# Welded Wednesday! Show off your broken & repaired bikes



## fordmike65 (Jan 21, 2015)

Show us your bikes that have been used & abused! Let's see some repairs whether it be a sleeved frame tube or booger welded bottom bracket!


My crusty but trusty '37 Mercury. Has some repairs to the BB, but still holding true with 265lbs pedaling it!

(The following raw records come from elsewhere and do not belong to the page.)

PR #9, opened 2015-12-23
Adds the Soviet Sentry Gun.

Iamgoofball:
Adds the Soviet Sentry Gun base defense.

Pretty much just a pill box for the soviets, as it was in original RA2.

PR #30, opened 2016-01-11
Fixed the TEMPERATE map import and clean up the maps

Mailaender:
Somehow the tileset was called `TEMPERAT` while all the original maps define `TEMPERATE` compare with http://modenc.renegadeprojects.com/Theatres as well. I fixed that and replaced all junk maps with proper ones where no actors are missing using the latest version of the map importer https://github.com/OpenRA/OpenRA/pull/10397 which includes several fixes such as proper map boundaries and global lighting.


Phrohdoh:
This also adds maps (which the title does not mention) without screenshots, and I'm willing to bet that ore creation isn't correct on them (it hasn't been in the past unfortunately).

GraionDilach:
The ore issues are caused by Westwood mappers using third ore instead of first one.

See http://modenc.renegadeprojects.com/Image#In_YR and https://github.com/Phrohdoh/oramod-ra2/blob/master/extra-files/rules.ini#L1523 regarding the problem. (The TIB02 entries in art.ini shares the image with the TIB entries where's this confusion comes. ModEnc uses the internal indexes in the article, which starts from #0, the additional offset differences are caused by WW skipping index #40 and #41 in rules.ini).

These will probably need a fork of the TS map importer branch with #127-#139 also being converted to Ore being the sole change.

abcdefg30:
Amazonas delta looks good to me:
openra-2016-01-13t200641z
openra-2016-01-13t200645z
Although this looks like a small tile issue to me:
openra-2016-01-13t200649z
Snow Valley, Heck Freezes Over and Powder Keg look good to me, too:
openra-2016-01-13t200854z
openra-2016-01-13t201558z
openra-2016-01-13t201740z
Defcon 6 has no ore.

Mailaender:
> The ore issues are caused by Westwood mappers using third ore instead of first one.

Thanks for the hint. I assumed that it could be an error in the terrain tiles where resource growth is allowed as the drills also don't seem to work, but didn't investigate it further.

Mailaender:
Rebased to also account for recently added sentry turret. https://github.com/OpenRA/ra2/pull/9

GraionDilach:
Come to think of it, that's also possible, Ore and Gems are only allowed on Clear, while they were also available on Rough atleast - notsure regarding DirtRoad.

abcdefg30:
Sorry, but needs a rebase.

Mailaender:
Rebased and added the missing terrain type definition to fix resource seeding:

image

Mailaender:
> Amazonas delta looks good to me:
> [...]
> Although this looks like a small tile issue to me:
> [...]

I removed it again.

abcdefg30:
Looks good to me, now. :+1: / :white_check_mark:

Thanks for the thread idea Harpo


----------



## Aerocycle36 (Jan 21, 2015)

Elgin Oriole


----------



## bricycle (Jan 21, 2015)

http://thecabe.com/vbulletin/showthread.php?20875-Strut-Fork-repair


----------



## pedal_junky (Jan 21, 2015)

Mega braze.


----------



## mike j (Jan 21, 2015)

*Action photo*

The Mad welder at work...


----------



## DonChristie (Jan 21, 2015)

New project for my wife-1980 schwinn cruiser. My buddy Mike welding on the kickstand barrel.


----------



## rustjunkie (Feb 4, 2015)

Snyder, of course


----------



## fordmike65 (Feb 4, 2015)

*Still Wednesday in Cali*

'36 Colson


Frame needs a lil help.


----------



## jkent (Feb 5, 2015)

There was a thread on here, It seems like it was about a year or so ago. Of a bike that had been flipped upside down and had a bunch of extra bars welded to it. And the new Cabe owner bought the bike to restore it and bring it back to it's former glory. 
I'm wanting to say this was a Dayton Super Streamline or a TwinFlex or some other high dollar frame that is kind of hard to find.
I can not find the original thread but was hoping someone could remember this story and post it here. 
This transformation was unbelievable. It completely blew my mind that the after pictures was the same bike at all.
JKent


----------



## fordmike65 (Feb 5, 2015)

I think it was TwinFlex. I'll see if I can find it.


----------



## bikewhorder (Feb 5, 2015)

This one was worth repairing...  http://thecabe.com/vbulletin/attachment.php?attachmentid=87396&d=1362790125


----------



## Nickinator (Feb 5, 2015)

My 38 deluxe bluebird saw a hard life. Downtube rewelded at the tank shroud and the suicide two speed brazed over 
Nick.


----------



## jkent (Feb 5, 2015)

Here it is.


----------



## Dobie (Feb 5, 2015)

Here is a real survivor..1901 to 1908 Canadian Racycle with metal cart wheels with custom fitted tires, note the offside crank repair and custom rear sprocket.  It had been ridden locally.


----------



## Freqman1 (Feb 5, 2015)

It's Thursday where I live? V/r Shawn


----------



## cyclonecoaster.com (Feb 5, 2015)

jkent said:


> There was a thread on here, It seems like it was about a year or so ago. Of a bike that had been flipped upside down and had a bunch of extra bars welded to it. And the new Cabe owner bought the bike to restore it and bring it back to it's former glory.
> I'm wanting to say this was a Dayton Super Streamline or a TwinFlex or some other high dollar frame that is kind of hard to find.
> I can not find the original thread but was hoping someone could remember this story and post it here.
> This transformation was unbelievable. It completely blew my mind that the after pictures was the same bike at all.
> JKent





I guess that wasn't the one - BUT the Super Streamliner that Scott ( 37fleetwood ) got off eBay.... It was a red frame that someone cut up to put a lawn mower motor on it or something with some little 20 inch rims & some other "bad decisions" - & Scott replaced the "modified parts" with what should've still been there from a donor bike & made it what it once was again - Scott probably pulled the pics - but hit him up - he probably has them still ... a great save for the Huffman Rescue for sure ...  Frank


----------



## Robertriley (Feb 6, 2015)

*My 1936 Road Master Flat Tank*

Here's the before shot and I'll have to update it with an after shot.  Good ol'Joe did a GREAT JOB!


----------



## fordmike65 (Feb 6, 2015)

Robertriley said:


> Here's the before shot and I'll have to update it with an after shot.  Good ol'Joe did a GREAT JOB!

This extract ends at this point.